Using the Morning Dew’s auxiliary diesel engine, Mike figured, traveling the 300-mile stretch should take about a week.
Mike had never taken the Morning Dew out of the Lightkeeper’s Marina in North Myrtle Beach. Indeed, the sailboat had not moved from the dock for five years, a fact driven home when he tried to start the engine on the morning of the trip and found the battery dead.
While picking up a new battery, Mike also bought $150 worth of charts, then carefully penciled in his route down the waterway.
“Mike was going over it from head to toe,” said Mike’s brother Harold, who had planned to go too but backed out because their father was ill. “Everything looked great.”
The National Transportation Safety Board would later conclude that safety equipment aboard the Morning Dew barely exceeded the minimum required by the Coast Guard. The boat was outfitted with five life jackets, a strobe light, a marine radio, a depth sounder, a knot meter, a magnetic compass, six emergency flares and two air horns.
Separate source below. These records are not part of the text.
PR #334, opened 2021-08-13
Fix: Beauty crash and returning to correct map

AngeloTadeucci:
Fixes crash when changing eyes/hair for the second time;
Only setting return map if character isn't inside an beauty map.

### DIFF
--- a/MapleServer2/PacketHandlers/Game/BeautyHandler.cs
+++ b/MapleServer2/PacketHandlers/Game/BeautyHandler.cs
@@ -356,7 +356,7 @@ namespace MapleServer2.PacketHandlers.Game
                     return;
             }
 
-            if (session.Player.MapId is not (int) Map.RosettaBeautySalon or (int) Map.TriaPlasticSurgery or (int) Map.DouglasDyeWorkshop)
+            if (MapEntityStorage.HasSafePortal(session.Player.MapId))
             {
                 session.Player.ReturnCoord = session.FieldPlayer.Coord;
                 session.Player.ReturnMapId = session.Player.MapId;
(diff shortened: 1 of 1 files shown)


MapleServer2/PacketHandlers/Game/BeautyHandler.cs
```diff
@@ -360,8 +356,11 @@ private static void HandleTeleport(GameSession session, PacketReader packet)
                     return;
             }
 
-            session.Player.ReturnCoord = session.FieldPlayer.Coord;
-            session.Player.ReturnMapId = session.Player.MapId;
+            if (session.Player.MapId is not (int) Map.RosettaBeautySalon or (int) Map.TriaPlasticSurgery or (int) Map.DouglasDyeWorkshop)
+            {
+                session.Player.ReturnCoord = session.FieldPlayer.Coord;
+                session.Player.ReturnMapId = session.Player.MapId;
+            }
```
Zintixx, line 363: Hmm this might be a bigger problem if for some reason the return map and coord were being changed for an instance map...Normally all instanced maps should not save return data.

AngeloTadeucci: I changed this because if you were inside Rosetta and then went to Plastic Surgery you went back to rosetta and kept going back to rosetta. You think we should save the instance where the player left? Any examples you have in mind?

AlanMorel (approved):

Sparkymod (approved):

MapleServer2/PacketHandlers/Game/BeautyHandler.cs
Zintixx: Sorry mixing up instance with maps with no safe portals. Basically if the map the player is entering has no safe portals, their return coord/maps shouldn't be saved. Which is what you did here for the beauty maps...I'm thinking there will be several other examples where would happen. Dungeons, some tutorial/quest maps, etc

Zintixx (approved):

But there was no life raft, immersion suits to protect from hypothermia, global positioning system for navigation, backup shortwave radio, cellular phone or a transponder that could signal an emergency, the NTSB would later say. The captain, investigators found, had not “adequately prepared the vessel or its passengers for the risks presented by a winter voyage at night on the open sea.”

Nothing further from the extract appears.